[Start of section]

PR #4568, opened 2023-06-08
[Parameter Capturing] Proposal for OOM handling in profiler

schmittjoseph:
###### Summary

This PR is a proposal for how we may want to handle OOM scenarios in our profiler. There's currently a mixture of either throwing `bad_alloc` (and not catching it) or gracefully returning `E_OUTOFMEMORY`.

In this PR, any function that's marked as returning an `HRESULT` will return `E_OUTOFMEMORY` instead of throwing `bad_alloc` during OOM scenarios. I've made changes to parameter-capturing specific code to showcase this, but there's several other places in our profiler code we'd also want to standardize.

### DIFF
--- a/src/MonitorProfiler/ProbeInstrumentation/ProbeInstrumentation.cpp
+++ b/src/MonitorProfiler/ProbeInstrumentation/ProbeInstrumentation.cpp
@@ -4,10 +4,17 @@
 #include "corhlpr.h"
 #include "macros.h"
 #include "ProbeInstrumentation.h"
+#include "../Utilities/BlockingQueue.h"
 
 using namespace std;
 
 #define IfFailLogRet(EXPR) IfFailLogRet_(m_pLogger, EXPR)
+
+#ifndef DLLEXPORT
+#define DLLEXPORT
+#endif
+
+BlockingQueue<PROBE_WORKER_PAYLOAD> g_probeManagementQueue;
 
 ProbeInstrumentation::ProbeInstrumentation(const shared_ptr<ILogger>& logger, ICorProfilerInfo12* profilerInfo) :
     m_pCorProfilerInfo(profilerInfo),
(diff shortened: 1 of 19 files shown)


src/MonitorProfiler/Utilities/OomUtilities.h
```diff
@@ -0,0 +1,8 @@
+// Licensed to the .NET Foundation under one or more agreements.
+// The .NET Foundation licenses this file to you under the MIT license.
+
+#pragma once
+
+#define START_NO_OOM_THROW_REGION try {
+#define END_NO_OOM_THROW_REGION } catch (const std::bad_alloc&) { return E_OUTOFMEMORY; }
+#define ReturnHResultIfOom(exp) START_NO_OOM_THROW_REGION; exp; END_NO_OOM_THROW_REGION;
```
jander-msft, line 8: The typical pattern we use for these type of macros is "If(Result)Ret" or "If(Result)Ret(Value)"; I would suggest `IfOomRetMem`.

src/MonitorProfiler/Utilities/OomUtilities.h
```diff
@@ -0,0 +1,8 @@
+// Licensed to the .NET Foundation under one or more agreements.
+// The .NET Foundation licenses this file to you under the MIT license.
+
+#pragma once
```
jander-msft, line 4: Move all of these to https://github.com/dotnet/dotnet-monitor/blob/main/src/inc/macros.h; these feel common enough that they don't need their own special header file.

src/MonitorProfiler/ProbeInstrumentation/ProbeInstrumentation.cpp
```diff
@@ -189,7 +195,8 @@ HRESULT ProbeInstrumentation::InstallProbes(vector<UNPROCESSED_INSTRUMENTATION_R
     vector<ModuleID> requestedModuleIds;
```
jander-msft, line 195: I know that this is stack allocated, but the ctors may heap allocated? Do we need to guard OOM from those too?

PR #468, opened 2021-04-08
Update neo-go to v0.94.1

alexvanin:
New neo-go version provides:
- new type for roles in `RoleManagement` contract,
- methods to get keys from `RoleManagement` contract,
- new way to sign notary transaction.


roman-khimov:
> +13 −80

Looks like we're not that bad with 0.94.1 update.

cthulhu-rider (approved):

PR #472, opened 2021-04-09
Implement write-cache

fyrchik:
1. Small objects are first accumulated in memory then saved to a cache DB.
2. Flushing to the main storage is done in the background.
3. Write-cache performs considers objects as blobs, thus there is possibly unexpected behaviour for splitted objects, which needs to be discussed (related tests are skipped).


pkg/local_object_storage/shard/put.go
```diff
@@ -41,19 +41,18 @@ func (s *Shard) Put(prm *PutPrm) (*PutRes, error) {
...
-			s.log.Debug("can't put message to writeCache, trying to blobStor")
-
-			res = nil // just in case
+		err = s.writeCache.Put(prm.obj)
+		if err == nil {
+			return nil, nil
 		}
+
+		s.log.Debug("can't put message to writeCache, trying to blobStor")
+		res = nil // just in case
```
alexvanin, line 50: You don't need this assignment anymore. Also remove comment about `// res == nil if there is no writeCache..`

pkg/local_object_storage/shard/get_test.go
```diff
@@ -68,6 +63,10 @@ func testShardGet(t *testing.T, sh *shard.Shard) {
 	})
 
 	t.Run("parent object", func(t *testing.T) {
+		if hasWriteCache {
+			t.Skip()
```
alexvanin, line 67: I think we still can pass this and `TestShard_Head/with_write_cache/virtual_object` test without skip.

The issue with these tests is that write cache do not index objects in metabase immediately. However indexing happens when data flushed to persisted storage (disk cache or even blobstor). If it is possible to wait for flush or invoke it somehow, I would do this:

```go
if hasWriteCache {
	_, err = sh.Get(getPrm)
	require.True(t, errors.Is(err, object.ErrNotFound))
	// invoke flush to persistent storage somehow, sleep maybe?
}
_, err = sh.Get(getPrm)
var expectedErr *objectSDK.SplitInfoError
require.True(t, errors.As(err, &expectedErr))
si, ok := err.(*objectSDK.SplitInfoError)
...
```

pkg/local_object_storage/metabase/put.go
```diff
@@ -349,48 +348,43 @@ func putListIndexItem(tx *bbolt.Tx, item namedBucketItem) error {
...
-	if bkt == nil {
-		// if object exists, don't have blobovniczaID and we want to update it
-		// then ignore, this should never happen
-		return ErrIncorrectBlobovniczaUpdate
-	}
-
-	objectKey := objectKey(addr.ObjectID())
-
-	if len(bkt.Get(objectKey)) == 0 {
-		return ErrIncorrectBlobovniczaUpdate
```
alexvanin, line 390: Without this check `ErrIncorrectBlobovniczaUpdate` is no longer used, so remove it.

alexvanin (approved):

cthulhu-rider (approved):

Issue #437, opened 2021-03-22
Ignore `already on chain` errors of notary contract


alexvanin:
Errors like `failed to submit notary request: Block or transaction validation failed. (-504) - invalid attribute: conflicting transaction <tx> is already on chain` in notary method invocation are totally fine and should not be marked at `WARN` level in node. It should be either ignored or moved to `DEBUG` level.

PR #475, opened 2021-04-12
bug/ignore "already on chain" errors of notary contract

carpawell:
Related to #437.

There is no custom error in the NeoGo repository that describes the error that should be ignored. Up to HTTP call. There is no even any string constant that can be used for searching: every word in the error message appears in the `fmt.Errorf("...%w..."...)` form in NeoGo code. Therefore, it seems that there is no better solution(without changing NeoGo codebase) than just searching for "already on chain" substring of error message.

### DIFF
--- a/pkg/morph/client/notary.go
+++ b/pkg/morph/client/notary.go
@@ -1,6 +1,8 @@
 package client
 
 import (
+	"strings"
+
 	"github.com/nspcc-dev/neo-go/pkg/core/native/nativenames"
 	"github.com/nspcc-dev/neo-go/pkg/core/native/noderoles"
 	"github.com/nspcc-dev/neo-go/pkg/core/transaction"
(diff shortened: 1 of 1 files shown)


roman-khimov:
A part of the problem is that you're getting this error via RPC, so it's stringified already and there is nothing you can do about it. It theoretically could be solved by error codes that are returned along with strings, but error code set we have is directly inherited from C# implementation and it defines very small set of generic errors.

pkg/morph/client/notary.go
```diff
@@ -279,7 +281,7 @@ func (c *Client) notaryInvoke(committee bool, contract util.Uint160, method stri
 		0,
 		c.notary.fallbackTime,
 		c.acc)
-	if err != nil {
+	if err != nil && !alreadyOnChainError(err) {
```
alexvanin, line 284: Add comment about the reason `already on chain` error is being ignored. For example:

```go
// Neo RPC node can return `core.ErrInvalidAttribute` error with
// `conflicting transaction <> is already on chain` message. This
// error is expected and ignored. As soon as main tx persisted on 
// chain everything is fine. This happens because notary contract 
// requires 5 out of 7 signatures to send main tx, thus last two 
// notary requests may be processed after main tx appeared on chain.
```

alexvanin (approved):

PR #476, opened 2021-04-13
Feature/add async worker notification handler

### LINKED ISSUE #440: Submit sidechain notification handlers to worker pool(s)
**Description**
Handlers of sidechain notification events are expected to be very lightweight since event `Listener` call them synchronously one-by-one. If some list of instructions isn't lightweight (e.g. contains network ops), it is expected that handler will generate go-routine for asynchronous execution of these instructions.

Right now node application registers all notification handlers regardless of their "weight".
 
**Possible solution**

1. have a notification worker pool (global or per-contract);
2. make `registerNotificationHandlers` func to set closures over worker pool: 
```
hi.SetHandler(func(ev event.Event) {
	err := c.cfgMorph.workerPool.Submit(h) // or corresponding contract pool
	if err != nil {
		c.log.Warn("could not submit notification handler to worker pool",
			zap.String("error", err.Error()),
		)
	}
})
```

**Alternatives**

We can split handlers into sync and async groups, and use worker pool for async handlers only.

**Additional context**
It would be useful to share the mechanism between applications, for example add function to event pkg:
```
func AsyncHandler(pool util.WorkerPool, handler Handler, log *logger.Logger) Handler {
	return func(ev Event) {
		err := pool.Submit(func() {
			handler(ev)
		})
		if err != nil {
			log.Warn("could not submit notification handler to worker pool",
				zap.String("error", err.Error()),
			)
		}
	}
}
```

carpawell:
Closes #440.

Added 1 notification worker pool per one contract(one in `cfgNetmap` and one in `cfgContainer` structs). Added `WorkerPoolHandler` func that creates a closure over worker pool with `event.Handler`. It is assumed that every async handler will be created using that func in the future.

In `containter` and `netmap` files of the `main` pkg added function that creates closures over handler with appropriate worker pool => to make handler execute asynchronously it is only needed to add handlers with appropriate `add...AsyncNotificationHandler()` func with the same signature.

Behavior can be configured with env vars: 
1. make all async operations sync with `NEOFS_*contract_name*_ASYNC_WORKER_ENABLED=false` (default is `true`)
2. choose the size of worker pool with `NEOFS_*contract_name*_ASYNC_WORKER_SIZE` (default is `10`)

### DIFF
--- a/cmd/neofs-node/config.go
+++ b/cmd/neofs-node/config.go
@@ -87,12 +87,16 @@ const (
 	cfgAccountingFee      = "accounting.fee"
 
 	// config keys for cfgNetmap
-	cfgNetmapContract = "netmap.scripthash"
-	cfgNetmapFee      = "netmap.fee"
+	cfgNetmapContract          = "netmap.scripthash"
+	cfgNetmapFee               = "netmap.fee"
+	cfgNetmapWorkerPoolEnabled = "netmap.async_worker.enabled"
+	cfgNetmapWorkerPoolSize    = "netmap.async_worker.size"
 
 	// config keys for cfgContainer
-	cfgContainerContract = "container.scripthash"
-	cfgContainerFee      = "container.fee"
+	cfgContainerContract          = "container.scripthash"
+	cfgContainerFee               = "container.fee"
+	cfgContainerWorkerPoolEnabled = "container.async_worker.enabled"
+	cfgContainerWorkerPoolSize    = "container.async_worker.size"
 
 	cfgGCQueueSize = "gc.queuesize"
 	cfgGCQueueTick = "gc.duration.sleep"
@@ -235,6 +239,7 @@ type cfgContainer struct {
 
 	parsers     map[event.Type]event.Parser
 	subscribers map[event.Type][]event.Handler
+	workerPool  util2.WorkerPool // pool for asynchronous handlers
 }
 
 type cfgNetmap struct {
@@ -246,6 +251,7 @@ type cfgNetmap struct {
 	parsers map[event.Type]event.Parser
 
 	subscribers map[event.Type][]event.Handler
+	workerPool  util2.WorkerPool // pool for asynchronous handlers
 
 	state *networkState
 
@@ -332,6 +338,13 @@ func initCfg(path string) *cfg {
 
 	state := newNetworkState()
 
+	// initialize async workers if it is configured so
+	containerWorkerPool, err := initContainerWorkerPool(viperCfg)
+	fatalOnErr(err)
+
+	netmapWorkerPool, err := initNetmapWorkerPool(viperCfg)
+	fatalOnErr(err)
+
 	c := &cfg{
 		ctx:         context.Background(),
 		internalErr: make(chan error),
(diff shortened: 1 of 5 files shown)


cmd/neofs-node/config.go
```diff
@@ -87,12 +87,16 @@ const (
 	cfgAccountingFee      = "accounting.fee"
 
 	// config keys for cfgNetmap
-	cfgNetmapContract = "netmap.scripthash"
-	cfgNetmapFee      = "netmap.fee"
+	cfgNetmapContract          = "netmap.scripthash"
+	cfgNetmapFee               = "netmap.fee"
+	cfgNetmapWorkerPoolEnabled = "netmap.async_worker.enabled"
```
carpawell, line 92: maybe it is better to add `notification` word here

alexvanin: As for me, it is okay as it is. Don't mind to share this pool for something else related to contract.

cmd/neofs-node/reputation.go
```diff
@@ -309,15 +309,21 @@ func initReputationService(c *cfg) {
...
-	addNewEpochNotificationHandler(c, func(ev event.Event) {
-		var reportPrm trustcontroller.ReportPrm
-
-		// report collected values from previous epoch
-		reportPrm.SetEpoch(ev.(netmap.NewEpoch).EpochNumber() - 1)
-
-		// TODO: implement and use worker pool [neofs-node#440]
-		go c.cfgReputation.localTrustCtrl.Report(reportPrm)
-	})
+	addNewEpochNotificationHandler(
```
alexvanin, line 312: 1. What about others events? I think some of them (if not all) will benefit from async execution. Consider `cmd/neofs-node/netmap.go:77` and `cmd/neofs-node/netmap.go:89` for example.

2. If some handlers are designed by a developer to be async and some are not, then I would expect to have two functions: `addNewEpochNotificationHandler` and `addNewEpochAsyncNotificationHandler` (or at least bool argument for async). This way you won't need to copy-paste `event.WorkerPoolHandler` wrapper in all handler registrations.

```go
// netmap.go
func addNewEpochNotificationHandler(c *cfg, h event.Handler) {
	addNetmapNotificationHandler(c, newEpochNotification, h)
}

func addNewEpochAsyncNotificationHandler(c *cfg, h event.Handler) {
	addNetmapNotificationHandler(c, newEpochNotification,
		event.WorkerPoolHandler(
			c.cfgNetmap.workerPool,
			h,
			c.log,
		))
}
...
// sync handler example
addNewEpochNotificationHandler(c, func(ev event.Event) {
	c.cfgNetmap.state.setCurrentEpoch(ev.(netmapEvent.NewEpoch).EpochNumber())
})

if c.cfgNetmap.reBootstrapEnabled {
	// async handler example
	addNewEpochAsyncNotificationHandler(c, func(ev event.Event) {
		n := ev.(netmapEvent.NewEpoch).EpochNumber()
		...
		}
	})
}

```

cmd/neofs-node/config.go
carpawell: ok. keep that version

cmd/neofs-node/reputation.go
carpawell: 1. did not know, what could be done async. and are there any handlers that MUST be sync or not, so decided to keep them as they are now. can change handlers that you mentioned or try to make all of them(container, object and so on) async.
2. agree, added such func to netmap and similar func to container in `main` pkg.

alexvanin: >  can change handlers that you mentioned or try to make all of them(container, object and so on) async.

I suggest you to make async handlers for all operations that use network communication, as it stated in the original issue. I found those:
- [ ] https://github.com/carpawell/neofs-node/blob/b0d023d522ffbb9d9ab262d813c7615d909b6b18/cmd/neofs-node/netmap.go#L77 (invokes `AddPeer` method at network map contract)
- [ ] https://github.com/carpawell/neofs-node/blob/b0d023d522ffbb9d9ab262d813c7615d909b6b18/cmd/neofs-node/netmap.go#L89 (`netmapLocalNodeState()` fetches network map from the contract)
- [ ] https://github.com/carpawell/neofs-node/blob/b0d023d522ffbb9d9ab262d813c7615d909b6b18/cmd/neofs-node/container.go#L109 (announce local values to other storage nodes)
- [ ] https://github.com/carpawell/neofs-node/blob/b0d023d522ffbb9d9ab262d813c7615d909b6b18/cmd/neofs-node/container.go#L116 (sends estimate result to the contract)

carpawell: added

[End of section]

## TASK INSTRUCTIONS
Give back, exactly as written, the stretch from the line with "- methods to" through the line with "2. Flushing to", and no other lines from the records above.

## RESPONSE TO THIS TASK
- methods to get keys from `RoleManagement` contract,
- new way to sign notary transaction.


roman-khimov:
> +13 −80

Looks like we're not that bad with 0.94.1 update.

cthulhu-rider (approved):

PR #472, opened 2021-04-09
Implement write-cache

fyrchik:
1. Small objects are first accumulated in memory then saved to a cache DB.
2. Flushing to the main storage is done in the background.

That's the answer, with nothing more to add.